South Africa
Young South Africans Cut Savings Rate to 46%, Widening Gap Between Financial Plans and Rea
Business & Economy

Young South Africans Cut Savings Rate to 46%, Widening Gap Between Financial Plans and Rea

Young workers slash savings despite recognizing financial planning importance.

Old Mutual’s Savings & Investment Monitor, released ahead of national savings month in July, puts a hard number on a worsening trend: only 46% of working South Africans aged 18-29 save regularly, down 11 percentage points from 2025. The gap between financial intention and financial action among Generation Z is widening fast, and the economic forces driving it show little sign of easing.

The data signals trouble for long-term wealth accumulation. While 91% of working young South Africans acknowledge savings goals and recognize the value of financial planning, actual savings behavior is deteriorating. More than half of Gen Z savers (56%) have withdrawn funds from savings accounts to cover daily living expenses, a 10 percentage point jump from the prior year. Nearly one in four young workers (22%) have taken loans to fund routine expenses. Financial stress affects 36% of respondents, up from 29% in 2025.

Income growth, a critical variable for savings capacity, is stalling. The share of young people earning more than they did a year earlier slipped to 51% in 2026 from 55% in 2025. That income stagnation, combined with rising living costs, is eroding the financial buffer needed to fund emergency reserves, which Gen Z identifies as a top-five financial priority.

The survey also identifies 43% of Gen Z respondents as members of the “sandwich generation,” simultaneously supporting both younger and older family members. That dual dependency compresses the margin for any discretionary saving.

John Manyike, Old Mutual group head of financial education, pushed back against the stereotype of an impulsive generation. “Young South Africans understand why saving and planning matter. However, ongoing economic pressure is leading many to prioritise today’s needs over tomorrow’s goals,” he said.

Meanwhile, the macro picture offers mixed signals. The South African Reserve Bank’s latest quarterly bulletin reported the national saving rate rose to 14.9% of GDP in the first quarter of 2026, up from 13.3% in the fourth quarter of 2025. Analysts expect that rate to retreat in the second quarter as rising living costs intensify household financial strain across income segments.

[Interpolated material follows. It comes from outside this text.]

PR #2493, opened 2026-06-30
[BugFix][CUDA] Fix signed int2 LOP3 decode

### LINKED ISSUE #2479: [BUG][Fuzzer][wrong-code] `decode_i2s_to_i4s` silently decodes signed int2 as unsigned (sign-correction branch is an empty `if constexpr`) — every negative int2 loses its sign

Structural deficiencies compound the problem. Frikkie van Loggerenberg, CEO of Ifsa Asset Managers, identified a persistent gap between emergency savings and retirement planning. “For South Africans in general, there is a bit of a lack of a savings culture. Everybody tries, but there’s not that 100% commitment to get to that point, and there’s not enough focus or commitment to retirement planning,” he told Business Day. “On the other hand, there is this economic pressure where things are getting more and more expensive each day, and people are battling. The income is battling to keep abreast with inflation.”

The two-pot retirement system, introduced in September 2024 to permit limited access to retirement savings for emergencies, sits at the center of that debate. Proponents argue the mechanism prevents workers in financial distress from resigning solely to access full retirement balances, while keeping the core retirement pot intact until retirement age. By end-February, the South African Revenue Service had approved R79.3 billion for withdrawal from savings pots, with 5.6 million people applying for tax directives on withdrawals.

Van Loggerenberg is unconvinced the system serves long-term wealth building. “On the research that we’ve done, if you have access to that savings pot, each and every year you will use that up. It’s a fact of life, and you get into that routine to do it. So that makes a huge impact on your long-term retirement savings that the money is there for,” he said. “I don’t think it was a good decision. I think that retirement money should stay retirement money and you should not have access to that till the day that you actually retire.”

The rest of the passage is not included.